Incorrect processing of small image by Memref container

Question

Incorrect processing of small image by Memref container

meshtag opened this issue 3 years ago · 5 comments

I am getting this error :

free(): corrupted unsorted chunks
Aborted (core dumped)

whenever I am trying to process a small 6x6 image using the modified Memref container
Minimum example to reproduce above mentioned error is :

#include <opencv2/imgcodecs.hpp>
#include <opencv2/opencv.hpp>

#include <iostream>

#include "Utils/Container.h"
#include "kernels.h"

using namespace cv;
using namespace std;

// Declare the Corr2D C interface.
extern "C" {
void _mlir_ciface_corr_2d(MemRef<float, 2> *input, MemRef<float, 2> *kernel,
                          MemRef<float, 2> *output, unsigned int centerX,
                          unsigned int centerY, int boundaryOption);
}

// Read input image
Mat inputImage = imread("../../test_6x6.png",
                             IMREAD_GRAYSCALE);

int main()
{
  float* kernelArray = prewittKernelAlign;
  int kernelRows = prewittKernelRows, kernelCols = prewittKernelCols;

  // Define allocated, sizes, and strides.
  intptr_t sizesInput[2] = {inputImage.rows, inputImage.cols};
  intptr_t sizesKernel[2] = {kernelRows, kernelCols};
  intptr_t sizesOutput[2] = {inputImage.rows, inputImage.cols};

  // Define input, kernel, and output.
  MemRef<float, 2> input(inputImage, sizesInput);
  MemRef<float, 2> kernel(kernelArray, sizesKernel);
  MemRef<float, 2> output(sizesOutput);

  for (int i = 0; i < inputImage.rows; i++)
    for (int j = 0; j < inputImage.cols; j++)
      output[i * inputImage.rows + j] = 0;

  _mlir_ciface_corr_2d(&input, &kernel, &output, 1, 2, 0);
}

The image I was trying to experiment with is here.

Note : I am able to properly process small images as well using the previous Memref container as specified in some files of buddy-mlir.

System specifications :
OS : Ubuntu 20.04 LTS
gcc version : 10.3.0
llvm submodule branch : eec312ee7f97

Answer 1 · 2022-01-04T15:27:42.000Z

I used the 6x6 test image to test Con2DBenchmark and Corr2DBenchmark, and I found that only Corr2DBenchmark has the issue. It will cause segmentation fault when running with the google benchmark and cause malloc(): invalid size (unsorted) when running with OpenCV imwrite.

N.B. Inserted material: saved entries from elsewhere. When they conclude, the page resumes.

PR #207, opened 2019-09-13
crossterm_input test/docstrings fixes

zrzka:
Fixes `crossterm_input` test & doc string examples.

`cd crossterm_input && cargo test` is passing.

### DIFF
--- a/crossterm_input/src/input/input.rs
+++ b/crossterm_input/src/input/input.rs
@@ -44,11 +44,11 @@ impl TerminalInput {
     ///
     /// # Example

Note : I am able to properly process small images as well using the previous Memref container as specified in some files of buddy-mlir.

I also encountered the malloc(): invalid size (unsorted) when I using the Memref container in buddy-mlir.

I haven't located the problem. I will have a deeper look at the MemRef container. And apart from that, is it possible that there is a problem with the pass itself?

Answer 2 · 2022-01-05T20:37:06.000Z

I also encountered the malloc(): invalid size (unsorted) when I using the Memref container in buddy-mlir.

What was the value of stride when you tried it?
FYI, I was able to process the 6x6 image correctly and used it extensively for debugging with stride = 6 when I was developing the lowering pass.

Answer 3 · 2022-01-06T00:13:57.000Z

What was the value of stride when you tried it?

I used the default 256 as the stride.

Answer 4 · 2022-01-26T14:27:31.000Z

@zhanghb97 I think I figured out the problem. We need to restrict the upper limit of stride as total no. of columns in input image. If stride is greater than that number, it causes some problems in the algorithm itself.

For example,
It is evident from this line that the algorithm will never detect correct threshold for right extrapolation if stride size exceeds image witdth(in case of stride = 256 and image dimension = 6x6).
Perhaps we should document this more clearly in buddy-mlir 's readme file so that users can get an idea about permissible values of stride.
What is your opinion on this?

Answer 5 · 2022-01-26T17:41:21.000Z

Good catch!

Perhaps we should document this more clearly in buddy-mlir 's readme file so that users can get an idea about permissible values of stride.

This can be used as a temporary solution. And please add this to the readme file.

I think we need to solve the problem in the algorithm itself. The purpose of the stride configuration is to use the register file efficiently. And our ultimate goal is to set the stride automatically in the pass, which means the stride is a compile-time value. So we cannot expect it to solve the run-time small image size problem, and we should improve the algorithm to unroll and fill the register file (at least to avoid the crash). I think the CBSM algorithm pass for the conv_2d operation will not crash, but it still needs to consider the efficiency of processing small input.